The violence isn’t wall-to-wall, but when it arrives it’s suitably nasty. Which is perhaps why the finale left me slightly conflicted. The Halloween party climax is entertaining enough. There are some decent kills, a bit of gore, and the various storylines finally converge in suitably chaotic fashion. The atmosphere is great too, with costumes, flashing lights, and panicking partygoers creating exactly the sort of setting you’d want for a horror finale.

But part of me wanted the film to go completely off the rails. This is, after all, a movie about a rage virus spreading through a university town. A premise like that practically begs for an utterly bonkers resolution full of mass hysteria, indiscriminate violence, and the sort of escalating carnage Italian horror cinema occasionally specialised in.

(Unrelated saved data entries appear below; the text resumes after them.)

PR #151, opened 2020-07-15
feat(cli): remove hardcoded seed

simonovic86:
- remove hardcoded identity wallet seed from Ceramic CLI
- generate seed if there is no and save it to `~/.ceramic/config.json`

### DIFF
--- a/packages/ceramic-cli/package.json
+++ b/packages/ceramic-cli/package.json
@@ -38,7 +38,8 @@
     "commander": "^5.0.0",
     "express": "^4.17.1",
     "identity-wallet": "1.2.0-ceramic.1",
-    "ipfs-http-client": "^44.0.0"
+    "ipfs-http-client": "^44.0.0",
+    "tweetnacl": "^1.0.3"
   },
   "devDependencies": {
     "@babel/core": "^7.9.0",
--- a/packages/ceramic-cli/package.json
+++ b/packages/ceramic-cli/package.json
@@ -38,8 +38,7 @@
     "commander": "^5.0.0",
     "express": "^4.17.1",
     "identity-wallet": "1.2.0-ceramic.1",
-    "ipfs-http-client": "^44.0.0",
-    "tweetnacl": "^1.0.3"
+    "ipfs-http-client": "^44.0.0"
   },
   "devDependencies": {
     "@babel/core": "^7.9.0",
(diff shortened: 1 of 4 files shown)


packages/ceramic-cli/src/ceramic-daemon.ts
```diff
@@ -87,11 +100,41 @@ class CeramicDaemon {
...
+
+    await fs.mkdir(DEFAULT_CLI_CONFIG_PATH, { recursive: true })
+
+    console.log('Generating identity wallet seed...')
+    const config: CliConfig = {
+      seed: '0x' + Buffer.from(nacl.randomBytes(32)).toString('hex') // create new seed
+    }
+
+    await fs.writeFile(fullCliConfigPath, JSON.stringify(config, null, 2))
+    console.log('Identity wallet seed generated')
```
oed, line 134: One console log is probably enough here? Let's keep the second one?

packages/ceramic-cli/package.json
```diff
@@ -38,7 +38,8 @@
     "commander": "^5.0.0",
     "express": "^4.17.1",
     "identity-wallet": "1.2.0-ceramic.1",
-    "ipfs-http-client": "^44.0.0"
+    "ipfs-http-client": "^44.0.0",
+    "tweetnacl": "^1.0.3"
```
oed, line 42: Doesn't nodejs have a built in way to generate randomness? Seems exessive to import tweetnacl just for that.

packages/ceramic-cli/src/ceramic-daemon.ts
simonovic86: makes sense! 👍

packages/ceramic-cli/package.json
simonovic86: yep, but I thought there's a reason why the identity wallet uses `tweetnacl` for randomness. I'll change it! 👍

oed: I think IDW uses it because it can be run in browsers as well. IDW also uses tweetnacl for other things :)

simonovic86: makes sense 👍

packages/ceramic-cli/src/ceramic-daemon.ts
```diff
@@ -87,11 +100,41 @@ class CeramicDaemon {
...
+    if (exists) {
+      const configJson = await fs.readFile(fullCliConfigPath, { encoding: 'utf8' })
+      return JSON.parse(configJson)
+    }
+
+    await fs.mkdir(DEFAULT_CLI_CONFIG_PATH, { recursive: true })
+
+    console.log('Generating identity wallet seed...')
+    const config: CliConfig = {
+      seed: '0x' + Buffer.from(crypto.randomBytes(32)).toString('hex') // create new seed
```
oed, line 130: Nice :+1:

PR #185, opened 2020-07-26
node-fetch -> cross-fetch

elmariachi111:
so we can call the anchoring service from a browser

executed the tests & ran the cli / daemon + an anchoring node. Seems to work like that ;) node-fetch unfortunately doesn't support isomorphic browser & node fetching, cross-fetch falls back to a whatwg brower fetch when it detects a windows object (think it's also officially used by js-ipfs)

Instead, Primal Rage remains surprisingly restrained. The infected rapist trio are dispatched fairly quickly, the outbreak never quite reaches the level of total societal collapse, and the film wraps things up before the situation can descend into complete madness. It’s not a bad ending by any means. I just found myself wishing it had gone a little bigger. A little nastier. A little more Italian.
Still, what I appreciate most about Primal Rage is its sincerity. Nobody involved seems under the illusion they’re making high art, but equally nobody is treating the material like a joke. For all its ridiculousness, the film takes its characters and premise seriously, and that’s ultimately what makes it work.
No, it’s not a forgotten masterpiece. It’s uneven. The pacing wobbles. The script occasionally gets distracted by its own subplots. But it’s also surprisingly well acted, unexpectedly thoughtful in places, packed with solid practical effects, and built around a premise that’s far more entertaining than it has any right to be.
But it’s exactly the sort of oddball horror film that makes digging through old VHS-era junk so rewarding. Besides, any movie that starts with a monkey bite and ends with a Halloween bloodbath deserves at least a little respect.